DATA PROVIDED below:
PR #104, opened 2026-05-20
feat: introduce client event system

osmaczko:


core/conversations/src/service_traits.rs
```diff
@@ -1,18 +1,31 @@
...
+pub trait DeliveryService: Debug + Send + Sync {
     type Error: Display + Debug;
-    fn publish(&mut self, envelope: AddressedEnvelope) -> Result<(), Self::Error>;
-    fn subscribe(&mut self, delivery_address: &str) -> Result<(), Self::Error>;
+    fn publish(&self, envelope: AddressedEnvelope) -> Result<(), Self::Error>;
+    fn subscribe(&self, delivery_address: &str) -> Result<(), Self::Error>;
+
+    /// Return every inbound payload that has arrived since the last call.
+    /// Non-blocking; returns an empty vec when nothing is available.
+    fn pull(&self) -> Vec<Vec<u8>>;
```
jazzz, line 28: I see a few things happening here. 

1) I see the DS changing to use Interior mutability (Mutref -> ref)
2) The addition of a Pull function. 

It would take some work to convince me this is the preferred approach - specifically number 2. 

I would expect that traits reflect the functionality needed at a given level in the architecture. I would expect that the layer performing the the poll would add additional requirements if needed, and expose them to its providers, rather than adding it as a blanket requirement everywhere. 

"Do we really want ConversationTypes to call Poll?"

core/conversations/src/context.rs
```diff
@@ -9,23 +7,29 @@ use crate::{DeliveryService, RegistrationService};
...
+
 // This is the main entry point to the conversations api.
 // Ctx manages lifetimes of objects to process and generate payloads.
 pub struct Context<DS: DeliveryService, RS: RegistrationService, CS: ChatStore> {
-    identity: Rc<Identity>,
-    ds: Rc<RefCell<DS>>,
-    store: Rc<RefCell<CS>>,
+    identity: Arc<Identity>,
+    ds: Arc<DS>,
+    store: Arc<Mutex<CS>>,
```
jazzz, line 32: Making Context thread safe seems like its adding complexity to our pipeline - but perhaps there is a good reason for it. 

In general "Context" is getting too state aware, and I'd like to see ownership move up the the platform client level which could handle threading, io, etc. 

In the ServiceContext model these would all be passed in on invocation. 
So similar to this: [Example](https://github.com/logos-messaging/libchat/blob/main_mls/core/core_client/src/core_client.rs#L139-L147) however it doesn't own the ServiceContext - Platform Client does. This removes all runtime borrow checks, making the core synchronous and simple.

I think its fair that the Context/CoreClient is difficult to use, and the platform client provides the DX sugar, and owns the Services.

core/conversations/src/conversation.rs
```diff
@@ -43,11 +42,15 @@ pub trait Convo: Id + Debug {
...
-    fn send_content(&mut self, content: &[u8]) -> Result<(), ChatError>;
+    /// Invite new members and publish the resulting MLS commit + welcome
+    /// messages. Returns the observation events generated while publishing —
+    /// typically empty on success, `DeliveryFailed` if a publish errored.
+    fn add_member(&mut self, members: &[&AccountId]) -> Result<Vec<Event>, ChatError>;
+
+    /// Encrypt and publish `content`. This is the publish-side counterpart of
+    /// `Convo::send_message`. Returns the observation events generated while
+    /// publishing — typically empty on success.
+    fn send_content(&mut self, content: &[u8]) -> Result<Vec<Event>, ChatError>;
```
jazzz, line 53: Returning events makes sense to me. 

Theres an option to add a EventService, where clients can push events. However I like that this is a clean type driven approach.

core/conversations/src/event.rs
```diff
@@ -0,0 +1,56 @@
...
+        data: Vec<u8>,
+    },
+    #[non_exhaustive]
+    DeliveryFailed {
+        conversation_id: ConversationIdOwned,
+        /// `None` when the failure isn't tied to a specific outbound envelope.
+        envelope_id: Option<EnvelopeId>,
+        reason: FailureReason,
+    },
+}
```
jazzz, line 36: To maintain our deterministic parsing tree approach:

I'd love for our Event structure to capture in a self-describing way which events are destined for the Application. When I go to spec this, I want there to be no ambiguity whether an event should be passed to an App or consumed by an internal layer. 

If "All Events MUST be passed to application" that works.  However I want to avoid cases where a new Event is added in the future which creates ambiguity.

core/conversations/src/event.rs
```diff
@@ -0,0 +1,56 @@
...
+        conversation_id: ConversationIdOwned,
+        data: Vec<u8>,
+    },
+    #[non_exhaustive]
+    DeliveryFailed {
+        conversation_id: ConversationIdOwned,
+        /// `None` when the failure isn't tied to a specific outbound envelope.
+        envelope_id: Option<EnvelopeId>,
+        reason: FailureReason,
+    },
```
jazzz, line 35: We will likely need some clarity between how Events and Errors Differ assuming we still have both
End of DATA PROVIDED.
### EXERCISE AIM
Read the lines above. Gather those in which the string "publishing" is found.

### EXERCISE RESPONSE
+    /// messages. Returns the observation events generated while publishing —
+    /// publishing — typically empty on success.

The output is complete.